The recent one-year sentence of a former Hawaii deputy sheriff convicted of sexually molesting his young niece is outrageous and exposes the judicial disservice delivered to victims of sexual crimes.

What kind of community would stand for a system that favors the perpetrator and punishes the victim?

Ours, apparently.

Edwin Salinda, 56, is the personification of the darkness found in humanity. As a law-enforcement officer, Salinda enjoyed the immediate respect and trust his badge afforded him. That’s why the nature of his crime is even more despicable. The general public is taught to trust officers of the law. But a family without hesitation and condition gives an uncle trust freely. So, Salinda not only deceived the citizens of the state with his masquerade of enforcing the law, but he added insult to injury since he was committing heinous crimes against his own family.
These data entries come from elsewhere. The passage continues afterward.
PR #529, opened 2021-07-12
validation: log validation failure;

mohamed-justdice:
log the validation `validation.repository_db` err if it returns one.

### DIFF
--- a/pkg/validation/repository_db.go
+++ b/pkg/validation/repository_db.go
@@ -3,24 +3,30 @@ package validation
 import (
 	"context"
 	"github.com/applike/gosoline/pkg/db-repo"
+	"github.com/applike/gosoline/pkg/mon"
 )
 
 type Repository struct {
+	logger mon.Logger
 	db_repo.Repository
 	validator Validator
 }
 
-func NewRepository(validator Validator, repo db_repo.Repository) db_repo.Repository {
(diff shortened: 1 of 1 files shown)


selm0 (approved):
Don't forget to squash your commits

j4k4:
I'm not a fan of this. Why do we need this?  
Usually the caller should decide what should happen on error. I did this error by myself more than once..  
Even logging this as a warning will hurt you if you run into an use case where you don't want to have a warning..

selm0:
> I'm not a fan of this. Why do we need this?
> Usually the caller should decide what should happen on error. I did this error by myself more than once..
> Even logging this as a warning will hurt you if you run into an use case where you don't want to have a warning..

Do you refer to e.g. the logs in db.repository?
It seems to me that you're advocating to remove any logs from gosoline :thinking:

j4k4:
> Do you refer to e.g. the logs in db.repository?
Yes

> It seems to me that you're advocating to remove any logs from gosoline
That's not what I said

But a lot of the gosoline packages is utility code. Especially stuff like validation or repositories..  
The result of fetching or validating a record by itself has no real meaning. How should the validation code know how severe a failing validation is? Only your business layer has the knowledge about that. So the logging should happen there.

PR #530, opened 2021-07-14
apiserver: add profiling option

lantosgyuri:


pkg/apiserver/server.go
```diff
@@ -89,7 +89,7 @@ func NewWithInterfaces(logger mon.Logger, router *gin.Engine, tracer tracing.Tra
 	}
 
 	var err error
-	var address = server.Addr
+	address := server.Addr
```
selm0, line 92: please order the variables here :)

Salinda exploited this misplaced trust and it afforded him complete and unfettered access to his prey - his own niece. His victim was the daughter of either his sister or his brother. Can you imagine that for just a moment? It’s difficult enough to contemplate a complete stranger targeting you or your loved one for a crime, but a sexual offense by your own ohana? That’s just evil.


Salinda began his exploitation and violation of his victim when she was in first grade. That’s about 6 years old. When is the last time you looked into the face of a 6-year-old child? If it’s been awhile, rest assured that you will find the eyes of innocence, a vibrant energy that only youth can exude and a trusting affection that is easily given and gratefully received.

This perverted offender stole all of that and more from this little girl, all for his own sick and twisted gratification. Not once, but over and over again. Each time Salinda would approach her, one can only imagine the sheer terror this little girl must have experienced. The pain. The humiliation. Tragically, as the assaults continued, who could she turn to for salvation? Her mother? Her father? Her auntie? Her uncle? Obviously not. And it’s that isolation coupled with hopelessness that will leave one of many indelible scratches on her psyche.

Any victim’s advocate should be the law enforcement and judicial system. In this particular case, the prosecution accepted a plea deal that could have sent Salinda to prison for up to 10 years. Instead, the deal got Salinda a sentence of one year in jail and five years’ probation. The rationale is that the victim would not have to take the stand.


There is something sickening about our process that rewards an admitted sexual abuser of a child while the victim is issued a life sentence of vivid memories that are played out day after day.

This story is filled with frustration, anger, sadness and a litany of other emotions. It’s incumbent upon those with the combination of expertise and decency who lead the way in ensuring that such travesties of justice no longer continue.